The Art of Debugging: Part I

Prologue

This blog is designed to be the first of a multi-part series. If I find the motivation it will become a book.

My interest with computers really kicked off when I discovered Linux, the ability to inspect and understand what was going on, including reading the source code, enabled me to gain a much richer understanding of what my computer was doing and why things weren't working how I wanted them to.

I have had a pretty unusual career path for a Software Developer, I started as a support engineer for proprietary monitoring software for which I didn’t get to see the source code let alone write it. Then I became a System Administrator, debugging a lot of networking, storage, database, operating systems and more proprietary software. I, like many others, am not satisfied if I fix a problem and don't understand how. My brain has trouble letting go of that feeling. The satisfaction of understanding a bug that has stumped me and others for a long time is almost as addictive as nicotine.

The term "nerd snipe" entered my vernacular a long time ago. I love being sniped and my colleagues know it. I get a sense of excitement when I realise there's a challenge worthy of my attention, because I know I can immerse myself into a flow state that makes the hours pass easily.

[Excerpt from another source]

PR #1190, opened 2023-03-12
Added function to calculate and clear cache 

linglp:
Added functionality to calculate and clear cache if exceeds estimated ephemeral storage limit. This is related to: [DCA-101](https://sagebionetworks.jira.com/browse/DCA-101)

[DCA-101]: https://sagebionetworks.jira.com/browse/DCA-101?atlOrigin=eyJpIjoiNWRkNTljNzYxNjVmNDY3MDlhMDU5Y2ZhYzA5YTRkZjUiLCJwIjoiZ2l0aHViLWNvbS1KU1cifQ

Part 1: Your mental model is wrong

When debugging systems you are faced with two problems; the system isn't behaving as you expect and your mental model for how it works isn't correct. The second problem is always the case, but it's not a problem until you find yourself trying to reconcile it with some conflicting information. It can be as simple as a user report, an exception backtrace or a line on a graph. Something doesn't make sense, but you're not sure why.

Recognising that your mental model is wrong gives you a framework by which you can solve the underlying problem. Fighting the system, trying to force it to adhere to the laws you have invented, adds unnecessary friction to the process. Computer systems behave in complex ways and like a scientist we are limited by our systems for inspecting the current state. Recognising that there are limitations to your understanding of the system, and that these limitations are what stands in the way of fixing the problem, opens the door to being wrong. Once you accept your view is wrong then you can start building a more accurate view of what's going on.

Woods' Theorem: As the complexity of a system increases, the accuracy of any single agent's own model of that system decreases rapidly.

Good engineers have a strong mental model of how the layer of the system they work with works and the layer below it. A Ruby on Rails developer understands the fundamentals of how Ruby, Rails, and the surrounding ecosystem, interacts to serve a website to a user. Great engineers know what layers exist beneath and have a grab bag of knowledge and tools to debug those layers of the stack.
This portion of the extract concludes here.